# Exercise input:
==*==

PR #673, opened 2026-07-18
Validate security-deep-dive sink dispositions

### LINKED ISSUE #662: Validate that every security-deep-dive sink has a consistent disposition
## Summary

Add deterministic semantic validation for the coverage invariant already required by `security-deep-dive`:

> Every inventory sink must appear either in `findings[].sinks` or in `ruled_out[].sinks`.

The skill states this requirement in `skills/security-deep-dive/SKILL.md`, and the repository report renders missing dispositions as `unresolved`. JSON Schema cannot enforce cross-array references, however, so a schema-valid report can silently omit a sink after fan-out consolidation and still be ingested as a completed scan.

This issue makes that existing contract machine-enforced. It does not add model work and should usually reduce wasted scans by letting the existing repair loop correct incomplete output immediately.

## Current locations

- Contract: `skills/security-deep-dive/SKILL.md`, Output section.
- IDs and references: `skills/security-deep-dive/schema.json`.
- Schema validation/repair flow: `internal/worker/schema_validate.go` and the validation calls in `internal/worker/skill.go`.
- Eval validation: `internal/evals/runner.go`.
- Existing unresolved rendering: `internal/web/repo_report.go` (`buildSinkDispositions`).

## Required invariants

For a `security-deep-dive` report:

1. Every `inventory[].id` is unique.
2. Every inventory ID is referenced by at least one finding or ruled-out entry.
3. Every value in `findings[].sinks` and `ruled_out[].sinks` refers to an existing inventory ID.
4. An ID must not be both a finding sink and ruled out. Contradictory outcomes should be repaired rather than relying on UI precedence.
5. Repeating an ID within the same finding or ruled-out entry should be rejected or normalized consistently.

An empty inventory remains valid for a genuinely empty scoped/diff scan if the current schema permits it.

## Suggested implementation

Add a small semantic validator alongside schema validation, for example:

```go
func ValidateReportSemantics(skillName, report string) string
```

Only `security-deep-dive` needs a validator initially. Parse a minimal local struct containing `inventory[].id`, `findings[].sinks`, and `ruled_out[].sinks`; do not tighten the main findings ingestion struct or start rejecting unrelated model-output fields.

Feed semantic validation failures through the same one-resume repair path used for JSON Schema failures. The repair message should identify exact IDs, for example:

- `inventory sink S17 has no disposition`
- `finding F3 references unknown sink S99`
- `sink S4 appears in both findings and ruled_out`

Run the same semantic validation in the eval runner so fixtures cannot pass with incomplete coverage.

Preserve the existing strictness behavior:

- If repair succeeds, continue normally.
- If repair still fails, follow the same warning-versus-failure policy as remaining schema errors and `schema_strict`.

## Tests

Add table-driven unit tests covering:

- complete report;
- unresolved inventory ID;
- unknown referenced ID;
- duplicate inventory ID;
- finding/ruled-out conflict;
- repeated reference;
- empty inventory;
- malformed JSON remains handled by the schema/JSON path rather than panicking.

Add or update a worker test proving semantic failures are included in the repair prompt and are rechecked after repair. Add an eval-runner test proving incomplete coverage fails validation.

## Acceptance criteria

- Schema-valid deep-dive reports with unresolved, unknown, duplicate, or contradictory sink references are detected.
- Validation participates in the existing repair and strictness flow.
- Both normal scans and model-backed evals apply the invariant.
- Other skills are unaffected.
- No database migration or UI change is required.

## Non-goals

- Adding an input/source inventory.
- Changing how sink dispositions are displayed.
- Enforcing semantic contracts for every output kind in this issue.
- Reworking findings ingestion or fingerprinting.

abhinavgautam01:
Fixes #662

## Summary

Adds skill-specific semantic validation for `security-deep-dive` reports so every inventoried sink has one consistent disposition.

## Changes

- Require unique inventory sink IDs.
- Require each inventory sink to be referenced by either a finding or a `ruled_out` entry.
- Reject unknown, repeated, and conflicting sink references.
- Apply the semantic checks during normal parsing, repair attempts, the report-validation API and eval runs.
- Keep all non-deep-dive skills on their existing JSON-Schema-only validation path.
- Add coverage for each semantic invariant and eval rejection of an incomplete deep-dive report.

## Tests

- `go test ./...`
- `go test -tags evals ./...`
- `go vet ./...`
- `go vet -tags evals ./...`
- `git diff --check`

### DIFF
--- a/internal/web/api.go
+++ b/internal/web/api.go
@@ -307,7 +307,7 @@ func (s *Server) apiValidateReport(w http.ResponseWriter, r *http.Request) {
 		writeAPIError(w, http.StatusRequestEntityTooLarge, "could not read body (max 1 MB)")
 		return
 	}
-	if detail := worker.ValidateReportSchema(skill.SchemaJSON, string(body)); detail != "" {
+	if detail := worker.ValidateSkillReport(skill.Name, skill.SchemaJSON, string(body)); detail != "" {
 		writeJSON(w, http.StatusOK, map[string]any{"valid": false, "errors": detail})
 		return
 	}
--- a/internal/web/api.go
+++ b/internal/web/api.go
@@ -277,7 +277,7 @@ func (s *Server) apiGetScan(w http.ResponseWriter, r *http.Request) {
 // its skill's schema without installing a JSON Schema library inside the runner
 // container. The request body is the candidate report; the response is
 // {"valid":true} or {"valid":false,"errors":"..."} using the exact same
-// validator (worker.ValidateReportSchema) the harness runs after the scan, so
+// validator (worker.ValidateSkillReport) the harness runs after the scan, so
 // an in-container pass guarantees the harness will not send a repair prompt.
 //
 // The body is already capped at apiMaxBody (1 MB) by apiAuth's MaxBytesReader;
--- a/internal/worker/exposure.go
+++ b/internal/worker/exposure.go
@@ -228,7 +228,7 @@ func (w *Worker) recordExposureResult(skill *db.Skill, scan *db.Scan, depID uint
 func (w *Worker) parseExposureOutput(skill *db.Skill, scan *db.Scan, depID uint, report string, emit func(Event)) error {
 	if skill.SchemaJSON != "" {
 		if detail := ValidateSkillReport(skill.Name, skill.SchemaJSON, report); detail != "" {
-			emit(Event{Kind: KindError, Text: "schema: report.json does not validate against schema.json:\n" + detail})
+			emit(reportValidationEvent(skill, detail))
 			if w.SchemaStrict {
 				return &SchemaValidationError{Skill: skill.Name, Detail: detail}
 			}
--- a/internal/worker/exposure.go
+++ b/internal/worker/exposure.go
@@ -227,7 +227,7 @@ func (w *Worker) recordExposureResult(skill *db.Skill, scan *db.Scan, depID uint
 // back to under_investigation; invalid justification labels are dropped.
 func (w *Worker) parseExposureOutput(skill *db.Skill, scan *db.Scan, depID uint, report string, emit func(Event)) error {
 	if skill.SchemaJSON != "" {
-		if detail := ValidateReportSchema(skill.SchemaJSON, report); detail != "" {
+		if detail := ValidateSkillReport(skill.Name, skill.SchemaJSON, report); detail != "" {
 			emit(Event{Kind: KindError, Text: "schema: report.json does not validate against schema.json:\n" + detail})
 			if w.SchemaStrict {
 				return &SchemaValidationError{Skill: skill.Name, Detail: detail}
--- a/internal/worker/schema_validate.go
+++ b/internal/worker/schema_validate.go
@@ -3,7 +3,6 @@ package worker
 import (
 	"encoding/json"
 	"fmt"
-	"sort"
 	"strings"
 
 	"github.com/santhosh-tekuri/jsonschema/v6"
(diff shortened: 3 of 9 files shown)


internal/worker/exposure.go
```diff
@@ -227,7 +227,7 @@ func (w *Worker) recordExposureResult(skill *db.Skill, scan *db.Scan, depID uint
 // back to under_investigation; invalid justification labels are dropped.
 func (w *Worker) parseExposureOutput(skill *db.Skill, scan *db.Scan, depID uint, report string, emit func(Event)) error {
 	if skill.SchemaJSON != "" {
-		if detail := ValidateReportSchema(skill.SchemaJSON, report); detail != "" {
+		if detail := ValidateSkillReport(skill.Name, skill.SchemaJSON, report); detail != "" {
 			emit(Event{Kind: KindError, Text: "schema: report.json does not validate against schema.json:\n" + detail})
```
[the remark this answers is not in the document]
abhinavgautam01: Updated exposure-report validation failures to use the shared validation: ... does not pass Scrutineer report validation event, so the operator-facing message remains correct for both schema and skill-specific validation failures.

internal/web/api.go
```diff
@@ -304,7 +304,7 @@ func (s *Server) apiValidateReport(w http.ResponseWriter, r *http.Request) {
 		writeAPIError(w, http.StatusRequestEntityTooLarge, "could not read body (max 1 MB)")
 		return
 	}
-	if detail := worker.ValidateReportSchema(skill.SchemaJSON, string(body)); detail != "" {
+	if detail := worker.ValidateSkillReport(skill.Name, skill.SchemaJSON, string(body)); detail != "" {
```
andrew, line 310: The doc comment above (line 277) still names `worker.ValidateReportSchema` as the validator the harness runs. It's now `ValidateSkillReport`; the guarantee in the next clause still holds, just update the function name so the comment stays accurate.

internal/worker/schema_validate.go
```diff
@@ -87,3 +113,94 @@ func formatValidationError(ve *jsonschema.ValidationError) string {
...
+		dispositions[id] = struct{}{}
+	}
+	return errs
+}
+
+func formatSemanticValidationErrors(errs []string) string {
+	if len(errs) == 0 {
+		return ""
+	}
+	sort.Strings(errs)
```
andrew: Non-blocking: `sort.Strings` reorders the repair prompt so reference errors can appear before the inventory errors that cause them. The walk order (inventory → findings → ruled_out → coverage) is already deterministic, so you could drop the sort and keep that order for the model.

andrew (changes requested):
One stale reference and one optional suggestion, otherwise this looks good.

internal/web/api.go
abhinavgautam01: Updated the `apiValidateReport` comment to reference `worker.ValidateSkillReport`, which is the validator the endpoint now calls.

internal/worker/schema_validate.go
abhinavgautam01: Removed the final sort so semantic validation errors retain their deterministic causal order: inventory errors first, then dependent reference errors, then disposition coverage. Added a focused test to pin this ordering for repair prompts.

andrew (approved):

andrew:
Approved, but this now conflicts with main in `internal/evals/evals_test.go` and `internal/web/api.go` (churn from #652/#665). Please rebase and I'll merge.

andrew (approved):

==*==

Copy the lines above exactly. Start with the line containing "the response is", end with the line containing "-// validator (worker.ValidateReportSchema)", and include both.

 // container. The request body is the candidate report; the response is
 // {"valid":true} or {"valid":false,"errors":"..."} using the exact same
-// validator (worker.ValidateReportSchema) the harness runs after the scan, so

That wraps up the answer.